In the case of 4, $7\leq\Xi(n)\leq8$ by my exhibited upper bound. I want to compute or improve bounds for $\Xi(10)$, as well as every value $\Xi(n<10)$. I also want to get better asymptotic bounds, and perhaps even conjecture a closed form if FindSequenceFunction has enough to work with.

---

This is the same as How can I quickly find the coordinates of key points?, except that I specifically want asymptotic bounds and closed forms. Therefore I'm expecting three kinds of answers

(1) ways of searching covering sets for finding small upper bounds

(2) ways of reducing search space for finding larger lower bounds

(3) particular covering sets for arbitrary $G_n$, like the trivial Join@@Array[{##,0}&,{n,n}].

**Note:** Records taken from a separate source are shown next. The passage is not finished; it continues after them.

PR #296, opened 2022-05-19
Feat - Allow product restoring

### LINKED ISSUE #285: Product delete cascading
GetCandy version: 2.0-beta12
Laravel Version: 8.83.6
PHP Version: 8.0
Database Driver & Version: Mysql 8

### Expected Behaviour:
Deleting a product should delete its variants, prices and urls.

### Actual Behaviour:
The product is deleted (soft-deleted) but this does not cascade down to variants, their prices or urls. This means if you try to add the same SKU or URL again you get an error, even though the variant is 'orphaned'.

### Steps To Reproduce:
Add a product, and give it 2-3 variants.
Delete the product
Add a new product with the same name and use the same skus you used previously
You'll see errors for unique skus and probably URLs to

I appreciate this isnt going to happen a whole lot in the real world, but I'm writing import scripts so coming up against it and though it worth reporting.

alecritson:
- Adds initial filtering based on Product status and deleted status
- Adds ability to restore deleted products
Fixes #285

### DIFF
--- a/packages/admin/resources/views/livewire/components/products/index.blade.php
+++ b/packages/admin/resources/views/livewire/components/products/index.blade.php
@@ -8,43 +8,6 @@
     </div>
   </div>
 
-  <div>
-    {{-- <div class="sm:hidden">
-      <label for="tabs" class="sr-only">Select a tab</label>
-      <select id="tabs" name="tabs" class="block w-full py-2 pl-3 pr-10 text-base border-gray-300 rounded-md focus:outline-none focus:ring-indigo-500 focus:border-indigo-500 sm:text-sm">
-        <option>My Account</option>
-
-        <option>Company</option>
-
-        <option selected>Team Members</option>
-
-        <option>Billing</option>
-      </select>
-    </div> --}}
-    {{-- <div class="hidden sm:block">
-      <div class="border-b border-gray-200">
-        <nav class="flex -mb-px space-x-8" aria-label="Tabs">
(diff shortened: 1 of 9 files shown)


packages/admin/resources/views/livewire/components/products/index.blade.php
```diff
@@ -183,9 +191,20 @@
...
 
         <x-hub::table.cell>
+          @if($product->deleted_at)
+            <x-hub::button
+              size="xs"
+              theme="gray"
+              type="button"
+              wire:click="restoreProduct({{ $product->id }})"
+            >
+              Restore
```
glennjacobs, line 201: Language file

packages/admin/resources/views/livewire/components/products/index.blade.php
```diff
@@ -61,41 +61,24 @@
...
-              <x-hub::input.text placeholder="To" />
-            </div>
-          </x-hub::input.group>
-
-          <x-hub::input.group label="Price Range" for="brand">
-            <div class="grid grid-cols-2 gap-2">
-              <x-hub::input.text placeholder="From" />
-              <x-hub::input.text placeholder="To" />
-            </div>
+          <x-hub::input.group label="Show Deleted" for="brand">
```
glennjacobs, line 80: Does the label need to be in a language file?

glennjacobs (approved):

PR #310, opened 2022-06-06
Hotfix - Allow pipeline modifiers to be chained

### LINKED ISSUE #304: CartLineModifiers and CartModifiers only work on the first pipeline registered
### Expected Behaviour:
That you can register multiple cart line and cart modifiers and they would all process.

### Actual Behaviour:
Only the first one you register processes.

### Steps To Reproduce:
Make 2 simple cart line modifiers:

```
class ModifierOne extends CartLineModifier
{
    public function calculating(CartLine $cartLine)
    {
        echo 1;
    }
}
```

```
class ModifierTwo extends CartLineModifier
{
    public function calculating(CartLine $cartLine)
    {
        echo 2;
    }
}
```

and register them:

        $cartLineModifiers->add(
           ModifierOne::class,
        );
                
        $cartLineModifiers->add(
           ModifierTwo::class
        );

Add something to your cart and you'll see only modifier one echoes a response.

Looking at [this article](https://jeffochoa.me/understanding-laravel-pipelines), it seems its due to you not calling the $next closure in the modifiers.

alecritson:
Fixes #304 

---

The way modifiers work makes it difficult for them to be chained. This is due to needing to call `$next` in the modifier so it's sent through the pipeline.

The issue with that is it will rely on developers who use modifiers to implement this themselves, it will likely cause issues i.e. if it's forgotten or if developers end up passing the wrong object/value back through the pipeline 

A proposed solution is to implement a new method on each abstract modifier class called via the pipeline instead, meaning GetCandy can retain control and means any current modifiers can stay the same.

For example, on the CartLineModifier

```php
    /**
     * Handle the process calculating pipeline
     *
     * @param CartLine $cartLine
     * @param \Closure $next
     *
     * @return \Closure
     */
    public function processCalculating(CartLine $cartLine, $next)
    {
        $this->calculating($cartLine);

        return $next($cartLine);
    }
```

Which is then called in the CartLineManager like so:

```php
$pipeline->send($this->cartLine)->via('processCalculating')->thenReturn();
```

### DIFF
--- a/packages/core/src/Base/CartLineModifier.php
+++ b/packages/core/src/Base/CartLineModifier.php
@@ -8,6 +8,36 @@ use GetCandy\Models\CartLine;
 abstract class CartLineModifier
 {
     /**
+     * Handle the process calculating pipeline
+     *
+     * @param CartLine $cartLine
+     * @param \Closure $next
+     *
+     * @return \Closure
+     */
+    public function processCalculating(CartLine $cartLine, $next)
+    {
+        $this->calculating($cartLine);
+
+        return $next($cartLine);
+    }
+
+    /**
+     * Handle the process calculating pipeline
+     *
+     * @param CartLine $cartLine
+     * @param \Closure $next
+     *
+     * @return \Closure
+     */
+    public function processCalculated(CartLine $cartLine, $next)
+    {
+        $this->calculated($cartLine);
+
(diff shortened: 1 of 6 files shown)


alecritson:
After chatting this over with @glennjacobs we're going to go with a different approach...

PR #506, opened 2022-09-02
fix/log-ui

markmead:
Small PR to fix up some issues I saw in the activity log UI.

I noticed the variant form activity log `required` was causing issues, might be fixed with #476


markmead:
Nope, as you've addressed it in #476

alecritson:
> Nope, as you've addressed it in #476 I can fix it in this one if you want tho.

Cool, yeah since it's on another PR, need point duplicating

glennjacobs (approved):

PR #507, opened 2022-09-02
update/version-in-ui

markmead:
Shows the current GetCandy version in the UI.

If it's a semver version it defaults to `2.0-beta`, do you think this should be set in the config or nah?


packages/admin/src/Views/Components/GetCandy/Version.php
```diff
@@ -0,0 +1,37 @@
...
+use Illuminate\Support\Str;
+use Illuminate\View\Component;
+
+class Version extends Component
+{
+    public $installedVersion;
+
+    public function __construct()
+    {
+        $installedVersion = InstalledVersions::getPrettyVersion('getcandy/getcandy');
```
alecritson, line 15: 🤯

alecritson:
Just pulled down the branch and the menu toggle is now appearing at the top 
image

markmead:
Odd, have you published the CSS?
Screenshot 2022-09-05 at 10 13 39

alecritson:
@markmead Just republished the assets and still the same, does the css need to be recompiled on the branch?

markmead:
Yeah, that's what I did @alecritson

PR #508, opened 2022-09-03
Fix/misc

wychoong:
- fix hub.js typo
- fix button css classes
&nbsp;&nbsp;when include own css file, the classes importance causes issue when `$theme == 'gray'` because of `border-transparent border-gray-300` appeared at the same time
- fix activity log feed styling
&nbsp;&nbsp;- move the 'Add Comment' button position slightly and added border and shadow to make it standout better
**Before**
image
**After**
image
&nbsp;&nbsp;- fixed comment input field left margin
**Before**
image
**After**
image


adam-code-labx:
@wychoong couple more suggestions to add to your misc fixes

If will be easier to target custom styles if we have an identifier I suggest adding data-section to the body.
```html
<body
    data-section="{{ collect(request()->segments())->implode('-') }}"
    class="h-full overflow-hidden antialiased bg-gray-50 dark:bg-gray-900"
    :class="{ 'dark': darkMode }"
    x-data="{
      showExpandedMenu: $persist(false),
      showMobileMenu: false,
      darkMode: $persist(false),
    }">
```

Also the hub sections are currently using boxed width max-w-screen-2xl. 
This should be optional imo. full-width would be better by default.

```html
<div class="px-4 py-8 mx-auto {{ config('getcandy-hub.system.layout_width', 'max-w-screen-2xl') }} sm:px-6 lg:px-8">
     @yield('main', $slot)
</div>
```

Then add this config to getcandy-hub/system.php
```php
<?php

return [
    'layout_width' => 'w-full',
    'path' => 'hub',
];
```

alecritson:
Thanks @wychoong we'll try have a look at this asap, one thing I saw was the change to the activity log form on variants, there is a known issue with this and is fixed in PR #476 so I'm not sure there should be changes in here for it.

wychoong:
> Thanks @wychoong we'll try have a look at this asap, one thing I saw was the change to the activity log form on variants, there is a known issue with this and is fixed in PR #476 so I'm not sure there should be changes in here for it.

My changes for the mentioned items are in separate files, i think it would be better if you can copy the changes to the mentioned PR and close this. As my changes are pure TW classes, no functional changes

markmead:
Hey @wychoong, the activity log feed changes aren't required, it's the HTML that's broken and has been fixed on #476, there's also a complementary PR #506 which cleans up the UI.

wychoong:
> Hey @wychoong, the activity log feed changes aren't required, it's the HTML that's broken and has been fixed on #476, there's also a complementary PR #506 which cleans up the UI.

sure, I will remove variant page related changes, but I don't think the `Add Comment` button have any changes in both commits? you can refer the screenshots above to get what I meant

glennjacobs (approved):

PR #509, opened 2022-09-05
Add ability to remove a modifier

ryanmitchell:
This is a bit niche but we add a modifier in our SP and I want to not run that modifier for an integration with a specific 3rd party service, so adding the ability to remove a modifier would be really helpful.

### DIFF
--- a/packages/core/src/Base/CartLineModifiers.php
+++ b/packages/core/src/Base/CartLineModifiers.php
@@ -22,7 +22,7 @@ class CartLineModifiers
     {
         $this->modifiers->push($modifier);
     }
-    
+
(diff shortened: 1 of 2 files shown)


glennjacobs:
@ryanmitchell we're using Laravel Pint now. You should be able to run it to fix up the styling issues.

ryanmitchell:
Done. Maybe auto-run the cleanup in the action instead?

glennjacobs:
> Done. Maybe auto-run the cleanup in the action instead?

It was discussed. Might still do it, see how things go.

glennjacobs (approved):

Using other languages like Ben Izd's previous answer is valid, but I'm going to verify and visualize everything in Mathematica.

Answer 1

Regarding visualization you can do something like this:

n = 4;
p = {{2, 3, 0}, {1, 0, 3}, {2, 1, 1}, {3, 2, 3}, {3, 0, 2}, {1, 2, 
     2}, {0, 3, 1}, {0, 1, 0}} + 1;
grid = Tuples[Range[n], {3}];
fp = Pick[
   grid, (d |-> (MemberQ[Count[d - #, 0] & /@ p, 2 | 3])) /@ grid, 
   False];
Graphics3D[{{Black, Sphere[#, 1/10] & /@ grid}, {Opacity[0.5], Green, 
   Sphere[#, 1/5] & /@ p}, {Opacity[0.5], Red, 
   Sphere[#, 1/5] & /@ fp}, 
  Line /@ ({{{#1, #2, 1}, {#1, #2, n}}, {{#1, 1, #3}, {#1, 
         n, #3}}, {{1, #2, #3}, {n, #2, #3}}} & @@@ p)}, 
 BoxStyle -> Dashed, SphericalRegion -> True]
Clear[n, grid, p, fp]

Green dots are covering set and red dots are points that were not covered. In the first image we have 8 green dots and all points were covered, in the second one we have 7 green dots and 7 red dots that were not covered. Also take care that I use range of point's coordinates 1;;n instead of OP's 0;;n-1.

Answer 2

An upper bound is $\Xi(n) \leq \lceil n^2/2 \rceil$ and one can construct examples of this size using

aux[k_]:=Select[Tuples[Range[0,k-1],3],(Mod[Total[#],k]==0)&];
S[n_]:=With[{k=Floor[n/2]},Join[aux[k],k+aux[n-k]]];

As @MichaelE2 pointed out here, this was discussed on Math SE and the accepted answer refers to two blog posts 1, 2. This code implements the proposal in the second blog post.

Examples.

• This is S[4]:

{{0,0,0},{0,1,1},{1,0,1},{1,1,0},
 {2,2,2},{2,3,3},{3,2,3},{3,3,2}}

• This is S[5]:

{{0,0,0},{0,1,1},{1,0,1},{1,1,0},
 {2,2,2},{2,3,4},{2,4,3},{3,2,4},{3,3,3},{3,4,2},{4,2,3},{4,3,2},{4,4,4}}

Note. In set-builder notation, $S = A \cup B$ where $k = \lfloor n/2 \rfloor$ and \begin{align} A &= \{(x,y,z) \in \mathbb{Z}^3 \;\mid\; 0 \leq x,y,z < k,\;\; x+y+z = r_A \bmod k \}\\ B &= \{(x,y,z) \in \mathbb{Z}^3 \;\mid\; k \leq x,y,z < n,\;\; x+y+z = r_B \bmod n-k \} \end{align} The $r_A,r_B$ are arbitrary fixed integers.